- WHAT IS NEEDED -
Check each line of the data for "build", then give the number of lines that have it, without any other words.

════

PR #2422, opened 2023-10-25
Overburden-to-height conversion functions

gschwefer:
Implements the overburden to height conversion functions in the atmosphere module

### DIFF
--- a/src/ctapipe/atmosphere.py
+++ b/src/ctapipe/atmosphere.py
@@ -107,7 +107,7 @@ class AtmosphereDensityProfile(abc.ABC):
 
         """
 
-        if zenith_angle > 70 * u.deg:
+        if np.any(zenith_angle > 70 * u.deg):
             warnings.warn(
                 "Zenith angle too high for accurate slant depth",
                 SlantDepthZenithRangeWarning,
@@ -134,6 +134,12 @@ class AtmosphereDensityProfile(abc.ABC):
            unit to output (must be convertible to m)
 
         """
+
+        if np.any(zenith_angle > 70 * u.deg):
+            warnings.warn(
+                "Zenith angle too high for accurate slant depth",
+                SlantDepthZenithRangeWarning,
+            )
 
         return (self.height_from_overburden(slant_depth * np.cos(zenith_angle))).to(
             output_units
@@ -169,7 +175,7 @@ class AtmosphereDensityProfile(abc.ABC):
         axis[1].set_yscale("log")
         axis[1].grid(True)
 
-        zenith_angle = np.linspace(0, 80, 20) * u.deg
+        zenith_angle = np.linspace(0, 70, 20) * u.deg
         for height in [0, 5, 10, 20] * u.km:
             column_density = self.slant_depth_from_height(height, zenith_angle)
             axis[2].plot(zenith_angle, column_density, label=f"Height={height}")
--- a/src/ctapipe/atmosphere.py
+++ b/src/ctapipe/atmosphere.py
@@ -66,8 +66,6 @@ class AtmosphereDensityProfile(abc.ABC):
         r"""Get the height a.s.l. from the mass overburden in the atmosphere.
             Inverse of the integral function
 
-        ..
-
         Returns
         -------
         u.Quantity["m"]:
--- a/src/ctapipe/atmosphere.py
+++ b/src/ctapipe/atmosphere.py
@@ -79,6 +79,7 @@ class AtmosphereDensityProfile(abc.ABC):
         self,
         distance: u.Quantity,
         zenith_angle=0 * u.deg,
+        observer_altitude=0 * u.m,
         output_units=GRAMMAGE_UNIT,
     ):
         r"""Line-of-sight integral from the shower distance to infinity, along
@@ -86,7 +87,7 @@ class AtmosphereDensityProfile(abc.ABC):
         the *slant depth*. The atmosphere here is assumed to be Cartesian, the
         curvature of the Earth is not taken into account.
 
-        .. math:: X(h, \Psi) = \int_{h}^{\infty} \rho(h' \cos{\Psi}) dh'
+        .. math:: X(d, \Psi) = \int_{h_{obs} + d\cos{\Psi}}^{\infty} \rho(h') dh' / \cos{\Psi}
 
         Parameters
         ----------
@@ -94,13 +95,16 @@ class AtmosphereDensityProfile(abc.ABC):
            line-of-site distance from observer to point
         zenith_angle: u.Quantity["angle"]
            zenith angle of observation
+        observer_altitude: u.Quantity["length]
+           Height a.s.l. of the observer
         output_units: u.Unit
            unit to output (must be convertible to g/cm2)
 
         """
 
         return (
-            self.integral(distance * np.cos(zenith_angle)) / np.cos(zenith_angle)
+            self.integral(distance * np.cos(zenith_angle) + observer_altitude)
+            / np.cos(zenith_angle)
         ).to(output_units)
 
     def height_from_slant_depth(
--- a/src/ctapipe/atmosphere.py
+++ b/src/ctapipe/atmosphere.py
@@ -15,7 +15,7 @@ from functools import partial
 
 import numpy as np
 from astropy import units as u
-from astropy.table import Table
+from astropy.table import QTable
 from scipy.interpolate import interp1d
 
 __all__ = [
@@ -28,6 +28,9 @@ __all__ = [
 SUPPORTED_TABLE_VERSIONS = {
     1,
 }
+
+GRAMMAGE_UNIT = u.g / u.cm**2
+DENSITY_UNIT = u.g / u.cm**3
 
 
 class AtmosphereDensityProfile(abc.ABC):
@@ -73,7 +76,10 @@ class AtmosphereDensityProfile(abc.ABC):
         """
 
     def line_of_sight_integral(
-        self, distance: u.Quantity, zenith_angle=0 * u.deg, output_units=u.g / u.cm**2
+        self,
+        distance: u.Quantity,
+        zenith_angle=0 * u.deg,
+        output_units=GRAMMAGE_UNIT,
     ):
         r"""Line-of-sight integral from the shower distance to infinity, along
         the direction specified by the zenith angle. This is sometimes called
@@ -144,7 +150,7 @@ class AtmosphereDensityProfile(abc.ABC):
         return fig, axis
 
     @classmethod
-    def from_table(cls, table: Table):
+    def from_table(cls, table: QTable):
         """return a subclass of AtmosphereDensityProfile from a serialized
         table"""
 
@@ -191,7 +197,7 @@ class ExponentialAtmosphereDensityProfile(AtmosphereDensityProfile):
     """
 
     scale_height: u.Quantity = 8 * u.km
-    scale_density: u.Quantity = 0.00125 * u.g / (u.cm**3)
+    scale_density: u.Quantity = 0.00125 * u.g / u.cm**3
 
     @u.quantity_input(height=u.m)
     def __call__(self, height) -> u.Quantity:
@@ -206,7 +212,7 @@ class ExponentialAtmosphereDensityProfile(AtmosphereDensityProfile):
             self.scale_density * self.scale_height * np.exp(-height / self.scale_height)
         )
 
-    @u.quantity_input(overburden=u.g / (u.cm * u.cm))
+    @u.quantity_input(overburden=u.g / u.cm**2)
     def height_from_overburden(self, overburden) -> u.Quantity:
         return -self.scale_height * np.log(
             overburden / (self.scale_height * self.scale_density)
@@ -247,11 +253,11 @@ class TableAtmosphereDensityProfile(AtmosphereDensityProfile):
         load a TableAtmosphereDensityProfile from a supported EventSource
     """
 
-    def __init__(self, table: Table):
+    def __init__(self, table: QTable):
         """
         Parameters
         ----------
-        table: Table
+        table : QTable
             Table with columns `height`, `density`, and `column_density`
         """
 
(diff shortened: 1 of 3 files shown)


ctapipe/atmosphere.py
```diff
@@ -284,12 +316,18 @@ def __repr__(self):
...
 
+
 # pylint: disable=invalid-name,unused-argument
 def _exponential(h, a, b, c):
     """exponential atmosphere"""
     return a + b * np.exp(-h / c)
 
 
+def _inv_exponential(T, a, b, c):
+    "inverse function for eponetial atmosphere"
```
LukasNickel, line 327: typo: eponential

ctapipe/atmosphere.py
```diff
@@ -300,6 +338,11 @@ def _linear(h, a, b, c):
     return a - b * h / c
 
 
+def _inv_linear(T, a, b, c):
+    "inverse function for linear atmosphere"
+    return -b / c * (T - a)
```
Tobychev, line 343: Should be "- c / b", also a unit test should have caught this!!!! :)

maxnoe:
I wanted to make a simple plot of height vs. grammage using this function to check for the edge behavior for the cubic interpolation, but it flat out failed:

```python
from astropy.coordinates import AltAz
import astropy.units as u

with EventSource("dataset://gamma_prod5.simtel.zst") as source:
    camera_geometry = source.subarray.tel[1].camera.geometry

    pointing = AltAz(alt=70 * u.deg, az=0 * u.deg)
    frame_with_pointing = camera_geometry.frame.replicate_without_data(telescope_pointing=pointing)
    print(frame_with_pointing.telescope_pointing)
```

```
/home/maxnoe/Uni/CTA/ctapipe/ctapipe/atmosphere.py:307: RuntimeWarning: divide by zero encountered in log10
  self._height_interp(np.log10(overburden.to("g cm-2").value)), u.km
  File "/home/maxnoe/Uni/CTA/ctapipe/invalid_values.py", line 7, in <module>
    source.atmosphere_density_profile.height_from_overburden(grammage)
  File "/home/maxnoe/.local/conda/envs/cta-dev/lib/python3.11/site-packages/astropy/units/decorators.py", line 313, in wrapper
    return_ = wrapped_function(*func_args, **func_kwargs)
              ^^^^^^^^^^^^^^^^^^^^^^^^^^^^^^^^^^^^^^^^^^^
  File "/home/maxnoe/Uni/CTA/ctapipe/ctapipe/atmosphere.py", line 307, in height_from_overburden
    self._height_interp(np.log10(overburden.to("g cm-2").value)), u.km
    ^^^^^^^^^^^^^^^^^^^^^^^^^^^^^^^^^^^^^^^^^^^^^^^^^^^^^^^^^^^^
  File "/home/maxnoe/.local/conda/envs/cta-dev/lib/python3.11/site-packages/scipy/interpolate/_polyint.py", line 80, in __call__
    y = self._evaluate(x)
        ^^^^^^^^^^^^^^^^^
  File "/home/maxnoe/.local/conda/envs/cta-dev/lib/python3.11/site-packages/scipy/interpolate/_interpolate.py", line 755, in _evaluate
    below_bounds, above_bounds = self._check_bounds(x_new)
                                 ^^^^^^^^^^^^^^^^^^^^^^^^^
  File "/home/maxnoe/.local/conda/envs/cta-dev/lib/python3.11/site-packages/scipy/interpolate/_interpolate.py", line 784, in _check_bounds
    raise ValueError("A value ({}) in x_new is below "
ValueError: A value (-inf) in x_new is below the interpolation range's minimum value (-4.864756005337933).
```

maxnoe:
The error is mostly misleading, because it reports the transformed by log-values, so the user cannot really tell what is wrong easily

maxnoe:
Please also rebase vs. current main to get the docs build working

ctapipe/tests/test_atmosphere.py
```diff
@@ -133,3 +133,46 @@ def test_against_reference():
...
+            [9.75 * 100000, -18.4377, 1265.08, 708915, 0],
+            [19.00 * 100000, 0.217565, 1349.22, 636143, 0],
+            [46.00 * 100000, -0.000201796, 703.745, 721128, 0],
+            [106.00 * 100000, 0.000763128, 1, 1.57247e10, 0],
+        ]
+    )
+
+    profile_5 = atmo.FiveLayerAtmosphereDensityProfile.from_array(fit_reference)
+
+    circle_height_5_layer = profile_5.height_from_overburden(
```
Tobychev, line 157: Need to add tests for each of the five atmosphere levels

Tobychev (approved):

ctapipe/atmosphere.py
```diff
@@ -259,6 +279,12 @@ def __init__(self, table: Table):
             kind="cubic",
         )
 
+        self._height_interp = interp1d(
+            np.log10(self.table["column_density"].to("g cm-2").value),
```
maxnoe, line 283: This should be `to_value(u.g / u.cm**-2)` and maybe define the unit just ones.

In general, don't use strings for units if they are easily available as module constants in astropy.

maxnoe: We could also add settings for the interpolator to output nan for invalid input. I think this makes a lot of sense here, and then the calling code can decide whether having nans in the output is an error condition or not.

maxnoe:
@gschwefer 

I played around a bit locally and wanted to open a PR against your branch but accidentally pushed here directly.

Could you have a look at [51dbae7](https://github.com/cta-observatory/ctapipe/pull/2422/commits/51dbae795fd144346d1d43f294181ea4f14cbc24) and see if this ok with you? If not I'll revert

sorry

gschwefer:
The commit looks alright. Should there be a test similar to the one you added for the other profiles as well, i.e. should we explicitly guard against inputing a negative height to the exponential model or is this a potentially relevant case?

maxnoe:
@gschwefer Yes, I think the three classes should behave the same regarding invalid inputs, otherwise they are not interchangeable

ctapipe/atmosphere.py
```diff
@@ -131,7 +151,7 @@ def peek(self):
         return fig, axis
 
     @classmethod
-    def from_table(cls, table: Table):
+    def from_table(cls, table: QTable):
```
kosack, line 154: I didn't use QTables here explicitly because they drop some metadata when writing. I haven't checked if that behavior is fixed in the latest astropy, however.  Due to that, I generally prefer to use bare Tables for internal variables, and only cast to a QTable when needed  for simplicity.

kosack (changes requested):
Looks good, but we're still missing the inverse of `AtmosphereProfile.line_of_site_integral` where the zenith angle is taken into account (i.e. `profile.height_from_slant_depth(h, zenith_angle=60*u.deg)`)

gschwefer:
ImPACT reconstructs slant depth, but what that is converted to as an output is up to whatever we decide it should. Currently, we would need a function that is `height_from_slant_depth`.

gschwefer:
Another question about the functions currently there: Is the line_of_sight_integral function really correct? Because the distance you put into it is a distance from the observer, but the integral functions uses heights a.s.l.

ctapipe/atmosphere.py
gschwefer: So should I revert everything back to Tables?

maxnoe:
It seems you ran an older version of black that formats the powers slightly differently.

Running black via pre-commit should use the same version as in the CI, e.g. copy the exact command of the CI:

```
$ pre-commit run --show-diff-on-failure --color=always --files $(git diff origin/main --name-only)
```

gschwefer:
Yep thanks for the tip, I committed from a different ctapipe installation than normal where the pre-commit hooks are not setup properly

ctapipe/tests/test_atmosphere.py
```diff
@@ -133,3 +133,116 @@ def test_against_reference():
...
+    for height in layer_5_heights:
+        circle_height_5_layer = profile_5.height_from_overburden(
+            profile_5.integral(height)
+        )
+
+        assert np.allclose(circle_height_5_layer, height, rtol=0.005)
+
+    # Exponential atmosphere
+    density_model = atmo.ExponentialAtmosphereDensityProfile(
+        scale_height=10 * u.km, scale_density=0.00125 * u.g / u.cm**3
```
Tobychev, line 182: I think you can import the `DENSITY_UNIT` constant and use it here.

ctapipe/tests/test_atmosphere.py
```diff
@@ -133,3 +133,116 @@ def test_against_reference():
...
+    )
+
+    assert np.allclose(circle_height_table, 47 * u.km, rtol=0.0001)
+
+
+def test_out_of_range_table(table_profile):
+    with pytest.warns(RuntimeWarning, match="divide by zero"):
+        assert np.isposinf(table_profile.height_from_overburden(0 * u.g / u.cm**2))
+
+    assert np.isnan(table_profile.height_from_overburden(2000 * u.g / u.cm**2))
```
Tobychev, line 202: I think you can import the `GRAMMAGE_UNIT` constant and use it here.

ctapipe/tests/test_atmosphere.py
```diff
@@ -133,3 +133,116 @@ def test_against_reference():
         0,
         atol=1e-5,
     )
+
+
+def test_line_of_sight_integral(table_profile):
+    """
+    Test observer altitude and zenith angle dependence of LoS integral function
+    """
+
```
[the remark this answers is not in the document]
gschwefer: Implemented a corresponding test

ctapipe/tests/test_atmosphere.py
gschwefer: All the unit conversions are done

Tobychev (dismissed):

ctapipe/atmosphere.py
maxnoe: Maybe better, I noticed that the ecsv output of a QTable is much more complex and we use mostly `Table` everywhere else.

So if you want to use QTable internally because that saves a couple of `.quantity`, you could do `table = QTable(table, copy=False)` as first line.

maxnoe:
Hi @gschwefer Could you fix the conflicts?

gschwefer:
I'll have a look later today

ctapipe/atmosphere.py
gschwefer: I've done exactly this now

maxnoe:
docs build failure is unrelated, I am investigating

maxnoe:
The docs failure is fixed in main, please rebase

src/ctapipe/atmosphere.py
```diff
@@ -59,30 +62,70 @@ def integral(self, height: u.Quantity) -> u.Quantity:
...
         """
 
-    def line_of_sight_integral(
-        self, distance: u.Quantity, zenith_angle=0 * u.deg, output_units=u.g / u.cm**2
+    @abc.abstractmethod
+    def height_from_overburden(self, overburden: u.Quantity) -> u.Quantity:
+        r"""Get the height a.s.l. from the mass overburden in the atmosphere.
+            Inverse of the integral function
+
+        ..
```
maxnoe, line 70: What are these two dots doing here?

gschwefer: Nothing, will remove them

maxnoe (dismissed):

Tobychev (dismissed):

maxnoe:
@kosack Have your change requests been addressed?

kosack:
> @kosack Have your change requests been addressed?

Will review today. I want to check in detail that everything works as expected

maxnoe:
@kosack I think we are at the point where we have accumulated enough significant changes to warrant a new release, it would be great to get this in, did you finish your review?

kosack (changes requested):

kosack (changes requested):
Other than minor changes (see comments), this looks good and even fixes a major bug in the original that I didn't notice.

src/ctapipe/atmosphere.py
```diff
@@ -232,31 +292,40 @@ def __init__(self, table: Table):
...
+            self.table["column_density"].to_value(GRAMMAGE_UNIT)
+        )
+        height_km = self.table["height"].to_value(u.km)
 
-        self._density_interp = interp1d(
-            self.table["height"].to("km").value,
-            np.log10(self.table["density"].to("g cm-3").value),
+        interp_kwargs = dict(
             kind="cubic",
+            bounds_error=False,
```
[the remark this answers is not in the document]
kosack: another option to solving max's problem above would be to catch the extrapolation exception and raise a nicer one with the correct (non-log) value.

src/ctapipe/atmosphere.py
```diff
@@ -59,30 +62,68 @@ def integral(self, height: u.Quantity) -> u.Quantity:
...
+        zenith_angle=0 * u.deg,
+        output_units=GRAMMAGE_UNIT,
     ):
-        r"""Line-of-sight integral from the shower distance to infinity, along
+        r"""Line-of-sight integral from height to infinity, along
         the direction specified by the zenith angle. This is sometimes called
         the *slant depth*. The atmosphere here is assumed to be Cartesian, the
-        curvature of the Earth is not taken into account.
+        curvature of the Earth is not taken into account. Inverse of
+        height_from_slant_depth function.
```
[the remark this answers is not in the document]
gschwefer: I'm fine with raising a warning here, and the docstring is easy of course. Should it be a custom warning type?

src/ctapipe/tests/test_atmosphere.py
```diff
@@ -129,7 +129,210 @@ def test_against_reference():
...
+
+    assert np.allclose(
+        los_integral_z_20,
+        table_profile.table["column_density"].to("g cm-2")[5:15]
+        / np.cos(np.deg2rad(20)),
+        rtol=1e-3,
+    )
+
+
+def test_height_overburden_circle(table_profile):
```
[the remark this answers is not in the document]
gschwefer: Done

src/ctapipe/atmosphere.py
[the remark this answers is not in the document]
gschwefer: I don't know whether it needs the exception or not. The problem with the log-value only applies for one way of the roundtrip (height(overburden)), right?

src/ctapipe/atmosphere.py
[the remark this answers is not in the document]
kosack: I think you could create e.g.:
```py3
class SlantDepthZenithRangeWarning(UserWarning):
    """
    Issued when the zenith angle of an event is beyond
    the range where the slant depth computation is correct
    """ 

# then later:
warnings.warn("zenith angle too high for accurate slant depth", SlantDepthZenithRangeWarning)
```

I think the default warning filter is to issue the warning only once (as long as the message is static), so that would avoid the case where for very-large-zenith-angle observations it would trigger for many or all events (which would clutter the logs)

I also prefer a warning here to an exception the more I think about it, since there will be random events where this could happen due to mis-reconstruction, or as mentioned earlier for high zenith observations where the bottom of the FOV is below 70 deg.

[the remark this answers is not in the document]
kosack: Really there is no much the user can do, other than to be aware of this and potentially filter events if they are relying on an accurate x_max... it should be a rare case, though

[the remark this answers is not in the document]
maxnoe: Disappointed that it's not `FlatEarthWarning`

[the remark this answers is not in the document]
gschwefer: Done

maxnoe:
@gschwefer Looks good besides the couple of minor issues the linter has found:

https://github.com/cta-observatory/ctapipe/actions/runs/8566542976/job/23476496256?pr=2422

gschwefer:
Did the pre-commit hooks change somehow? Or why is this not caught by them?

maxnoe:
The CI is running the pre-commit hooks

gschwefer:
Running the same thing, it doesn't complain for me...but I'll just fix it manually

maxnoe:
The PR runs a merge request build: it runs on the merged result of your branch into main.

It could be that this branch is not up to date with main and the config changed in main.

maxnoe:
> This branch is [23 commits ahead of](https://github.com/gschwefer/ctapipe/compare/cta-observatory%3Actapipe%3Amain...grammage-to-altitude-conversion), [45 commits behind](https://github.com/gschwefer/ctapipe/compare/grammage-to-altitude-conversion...cta-observatory%3Actapipe%3Amain) cta-observatory/ctapipe:main.

Yes, that seems to be the case. Update your branch and you should get the same errors as in the CI:

```
git fetch upstream
git rebase upstream/main
```

gschwefer:
@maxnoe Looks like this tests fail is a github issue to me

maxnoe:
I am a bit confused: https://github.com/actions/runner-images?tab=readme-ov-file#available-images

Says the `macos-latest` should be a macos 14 arm based image, but after I restarted the job, it says it's macos 12 on x86...

Maybe the rollout is not yet complete? And the failed run was running on arm / macos 14

maxnoe:
Ok, was flaky, the latest run passed

gschwefer:
I'll have a look

kosack (approved):

maxnoe (approved):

════

- SOLUTION TO THIS PROBLEM -
3